■ **EXERCISE PROMPT**
From the entries below, return every line that includes the word "your".

■ **INFORMATION GIVEN**
□ □ □ □ □

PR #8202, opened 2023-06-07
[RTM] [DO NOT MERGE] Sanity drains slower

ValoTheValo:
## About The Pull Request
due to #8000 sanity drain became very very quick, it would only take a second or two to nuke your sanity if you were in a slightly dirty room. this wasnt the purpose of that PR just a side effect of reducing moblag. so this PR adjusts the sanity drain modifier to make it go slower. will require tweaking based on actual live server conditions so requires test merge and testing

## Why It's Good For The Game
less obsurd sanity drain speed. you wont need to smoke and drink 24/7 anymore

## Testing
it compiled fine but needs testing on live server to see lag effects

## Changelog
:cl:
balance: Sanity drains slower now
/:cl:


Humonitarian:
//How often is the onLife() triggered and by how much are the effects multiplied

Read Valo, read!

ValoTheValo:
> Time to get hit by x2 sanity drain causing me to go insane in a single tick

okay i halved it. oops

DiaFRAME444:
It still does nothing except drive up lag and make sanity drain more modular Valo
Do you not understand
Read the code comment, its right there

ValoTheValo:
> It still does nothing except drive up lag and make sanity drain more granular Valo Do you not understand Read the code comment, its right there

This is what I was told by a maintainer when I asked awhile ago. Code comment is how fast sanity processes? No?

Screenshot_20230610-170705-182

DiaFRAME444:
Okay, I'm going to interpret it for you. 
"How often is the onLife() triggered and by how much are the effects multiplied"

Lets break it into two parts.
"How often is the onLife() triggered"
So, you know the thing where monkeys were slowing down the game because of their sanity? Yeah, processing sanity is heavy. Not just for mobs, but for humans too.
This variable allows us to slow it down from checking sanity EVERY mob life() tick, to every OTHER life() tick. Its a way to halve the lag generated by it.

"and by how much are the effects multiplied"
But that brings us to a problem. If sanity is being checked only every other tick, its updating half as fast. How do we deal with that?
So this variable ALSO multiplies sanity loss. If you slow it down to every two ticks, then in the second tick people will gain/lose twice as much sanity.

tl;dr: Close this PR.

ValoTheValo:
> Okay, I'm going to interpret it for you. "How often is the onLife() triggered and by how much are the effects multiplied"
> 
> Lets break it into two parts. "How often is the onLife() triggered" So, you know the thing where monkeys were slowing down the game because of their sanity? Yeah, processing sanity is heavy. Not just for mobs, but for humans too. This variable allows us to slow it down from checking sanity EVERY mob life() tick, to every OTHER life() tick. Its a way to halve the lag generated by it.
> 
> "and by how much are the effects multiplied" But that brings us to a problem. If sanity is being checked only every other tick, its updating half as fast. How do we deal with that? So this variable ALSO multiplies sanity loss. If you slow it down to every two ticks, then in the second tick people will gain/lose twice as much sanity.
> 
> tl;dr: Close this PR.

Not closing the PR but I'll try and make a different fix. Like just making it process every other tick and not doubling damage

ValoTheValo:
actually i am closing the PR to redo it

□ □ □ □ □

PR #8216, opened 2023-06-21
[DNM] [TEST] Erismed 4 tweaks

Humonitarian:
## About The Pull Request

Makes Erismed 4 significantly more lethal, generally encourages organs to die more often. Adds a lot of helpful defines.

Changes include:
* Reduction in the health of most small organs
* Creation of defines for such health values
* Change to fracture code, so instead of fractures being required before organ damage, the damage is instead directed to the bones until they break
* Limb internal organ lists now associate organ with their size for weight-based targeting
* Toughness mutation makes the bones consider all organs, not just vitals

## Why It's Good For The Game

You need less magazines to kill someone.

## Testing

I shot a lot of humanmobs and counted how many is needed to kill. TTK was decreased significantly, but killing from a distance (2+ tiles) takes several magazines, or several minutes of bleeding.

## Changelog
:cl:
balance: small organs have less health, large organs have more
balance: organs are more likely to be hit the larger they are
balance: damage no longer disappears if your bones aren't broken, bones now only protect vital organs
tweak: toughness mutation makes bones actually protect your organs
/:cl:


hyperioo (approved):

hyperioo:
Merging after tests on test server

□ □ □ □ □

■ **ANSWER BOX**
due to #8000 sanity drain became very very quick, it would only take a second or two to nuke your sanity if you were in a slightly dirty room. this wasnt the purpose of that PR just a side effect of reducing moblag. so this PR adjusts the sanity drain modifier to make it go slower. will require tweaking based on actual live server conditions so requires test merge and testing
balance: damage no longer disappears if your bones aren't broken, bones now only protect vital organs
tweak: toughness mutation makes bones actually protect your organs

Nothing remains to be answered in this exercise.